それを見ると、『冬花』は夏未に抱きつく。

冬『もう、嫌だ……また、皆と一緒になりたい…守と修也と春奈と秋たちとまた一緒になりたい…』
夏「はい…、絶対大丈夫です。そのためにあの子たちを呼んできたじゃないですか、あの子たちならきっと、助けてくれますよ。だから、信じて」

夏未は『冬花』が泣き終わるまで、ずっとその震えている肩を軽く抱きしめていた。









『冬花』が泣き止み、お粥を食べ終わると、夏未は改めて、『冬花』に顔を向けなおした。
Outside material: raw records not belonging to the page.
Issue #5402, opened 2023-05-09
Migrate `project settings` forms to use Mantine


IrakliJani:
### Description

migration should cover all of the 3 cards under project settings

<img width="1243" alt="CleanShot 2023-05-09 at 13 30 18@2x" src="https://user-images.githubusercontent.com/962095/237055397-9c979b7b-9411-4e98-b51e-f62d9b5f7549.png">

use Card component from Mantine as a card wrapper.
use mantine-form for managing form state.
use either Collapse or accordion for "advanced configuration options"

- [x] general settings
- [x] warehouse connection
- [ ] dbt connection

jayanand05:
working..

PR #6712, opened 2023-08-11
feat: Migrate general settings forms to use Mantine

jayanand05:
### Description:
This PR closes one task (i.e general settings) defined in the issue #5402 

925F7233-DC27-4487-87B8-1C4441E638BB_1_201_a

### DIFF
--- a/packages/frontend/src/components/ProjectConnection/index.tsx
+++ b/packages/frontend/src/components/ProjectConnection/index.tsx
@@ -1,4 +1,4 @@
-import { Callout, H5, Intent } from '@blueprintjs/core';
+import { Callout, Intent } from '@blueprintjs/core';
 import { subject } from '@casl/ability';
 import {
     CreateWarehouseCredentials,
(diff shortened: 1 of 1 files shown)


packages/frontend/src/components/ProjectConnection/index.tsx
```diff
@@ -72,17 +79,16 @@ const ProjectForm: FC<Props> = ({
             {showGeneralSettings && (
                 <SettingsGridCard>
                     <div>
-                        <H5>General settings</H5>
+                        <Title order={5}>General settings</Title>
                     </div>
 
                     <div>
-                        <Input
+                        <TextInput
```
IrakliJani, line 86: I believe this whole form is wrapped with react-form-hook library and previous import of `ReactHookForm/Input` is react-form-hook enabled component. So 99% sure this should not work. to test this, change project name, save, reload

IrakliJani (changes requested):

packages/frontend/src/components/ProjectConnection/index.tsx
jayanand05: hii @IrakliJani , so should i use mantine form hooks in place of react-form-hook ?

IrakliJani: since this is a part of bigger change - we can use react hook form and it's hooks to get it working. it can be switched to mantine-form-hook after finishing whole project settings migration. 

this should be enough:
```
const { register } = useFormContext();
<MantineTextInput [props that you have] {...register("field name that was used before on Input field")} />
```

docs: https://www.react-hook-form.com/api/useformcontext/

IrakliJani: @jayanand05 let me know if that works or if you need help!

jayanand05: @IrakliJani, I updated the code request you to look once?

joaoviana (approved):
Looks really good, thanks for your contribution @jayanand05 ! 
Tested the following:
- checked that e2es passed with duplicate PR
- can't leave empty
- project name changes if filled

PR #6713, opened 2023-08-11
feat: Migrate warehouse connections to use Mantine

jayanand05:
Closes: #5402

### Description:
This PR closes second task(i.e warehouse connection) defined in the issue #5402 

https://github.com/lightdash/lightdash/assets/113882904/da598bd8-4a60-4146-bc76-1d1aea622f58


IrakliJani:
hey @jayanand05, this PR looks great but we don't have a capacity to review massive migrations like that. can we open up separate PR's for each warehouse and close this one? we should also avoid refactoring/migrating common  components to mantine. as it's used across the codebase. I'm talking about form components that are in common package. mantine form hooks can be used instead of react form hooks to avoid using form components. let me know if you have any questions!

jayanand05:
Sure @IrakliJani , I will create separate PR's for each warehouse and will take care of the rest :)

IrakliJani:
thanks @jayanand05, appreciated 🙌

Issue #6702, opened 2023-08-11
Apply button is inactive when updating tile settings in dashboard filters


IrakliJani:
### Description

Unable to apply after updating tile settings in dashboard filter.
"Apply" button remains inactive.

Current workaround is to delete and recreate the dashboard filter.

![CleanShot 2023-08-11 at 12 24 53@2x](https://github.com/lightdash/lightdash/assets/962095/de79baba-8097-4144-b695-6287960877bf)

PR #6720, opened 2023-08-11
fix: add a tooltip when apply button is disabled

magnew:
Closes: #6702

### Description:

Adds a tooltip explaining why the apply button is disabled. 

Note that the original bug here is mostly fixed elsewhere -- this is the final part, making it clear why you are in this state.

### DIFF
--- a/packages/frontend/src/components/DashboardFilter/FilterConfiguration/index.tsx
+++ b/packages/frontend/src/components/DashboardFilter/FilterConfiguration/index.tsx
@@ -283,22 +283,31 @@ const FilterConfiguration: FC<Props> = ({
                         </Tooltip>
                     )}
 
-                <Button
-                    size="xs"
-                    variant="filled"
-                    className={Classes.POPOVER2_DISMISS}
-                    disabled={
-                        !isFilterConfigurationApplyButtonEnabled(
-                            draftFilterRule,
-                        )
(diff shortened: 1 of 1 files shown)


packages/frontend/src/components/DashboardFilter/FilterConfiguration/index.tsx
```diff
@@ -283,22 +283,31 @@ const FilterConfiguration: FC<Props> = ({
...
-                    }}
+                <Tooltip
+                    label="Filter field and value required"
+                    disabled={isFilterConfigurationApplyButtonEnabled(
+                        draftFilterRule,
+                    )}
                 >
-                    Apply
-                </Button>
+                    <Box>
```
joaoviana, line 292: we need to wrap in `Box` in case the button is `disabled` - that would mean the tooltip events wouldn't work right?

joaoviana (commented):
one q!

joaoviana (approved):

packages/frontend/src/components/DashboardFilter/FilterConfiguration/index.tsx
magnew: Yea, exactly. I don't know why they still have it that way, but this seems to work.

Issue #6072, opened 2023-06-28
Updates to the Tiles tab in the Dashboard filters modal


PriPatel:
Includes blueprint->mantine

<img width="464" alt="Screenshot 2023-07-18 at 13 41 47" src="https://github.com/lightdash/lightdash/assets/12776522/deeb9c87-b3d4-4a52-8a8d-4044aeded3bb">

- [x] When a chart has not been selected, hide the field picker. 
- [ ] Show the chart icon type next to the chart name (https://github.com/lightdash/lightdash/issues/5768)

Add a checkbox above all charts . Users can interact with this to select/deselect all the charts. 
- [x] Checkbox is checked : All charts are selected 
- [x] Checkbox is unchecked : No charts are selected
- [x] Checkbox is indeterminate : Some tiles are selected  (show number of charts eg. 2 charts selected)

mustajab-ikram:
Can I work on this @PriPatel ?

joaoviana:
> Can I work on this @PriPatel ?

@mustajab-ikram 👋  hi! 
Unfortunately I have to work on this since it's already part of a milestone that we're currently working on. Please feel free to pick other tickets 👍

PR #6732, opened 2023-08-14
refactor: create ChartIcon component

joaoviana:
Closes: N/A

### Description:

When starting work on https://github.com/lightdash/lightdash/issues/6072, more specifically on adding the icon next to the checkbox, I realised that the `getChartIcon` util would apply default styles. 

With this in mind:
* `getChartIcon` returns only the Icon for each type
* `ChartIcon` component is a shared, styled `IconBox` with the correct Icon from `getChartIcon`, utilised in many places.

### DIFF
--- a/packages/frontend/src/components/NavBar/GlobalSearch/SearchIcon.tsx
+++ b/packages/frontend/src/components/NavBar/GlobalSearch/SearchIcon.tsx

夏「…姫、明日ブラックキャッスルに行こうと思っています、一緒に来ますか?」

心の中ではもう答えがわかっていた。
彼女がどう答えるかは…
それでもなお、夏未は聞く。
姫の覚悟を知るために

冬『行くっ、私は足手まといになるかもしれない……でも、行きたいの!皆の心を取り戻したい!!』
夏「フッ、言うと思ってましたよ。では、明日迎えに来ますので…」

夏未はそういうと、席を立ち、扉の方へ向かった。

冬『あっ、夏未』

聞こえていた
彼女の声は…
だが、それをあえて遮るように夏未は去り際に小さくつぶやいた。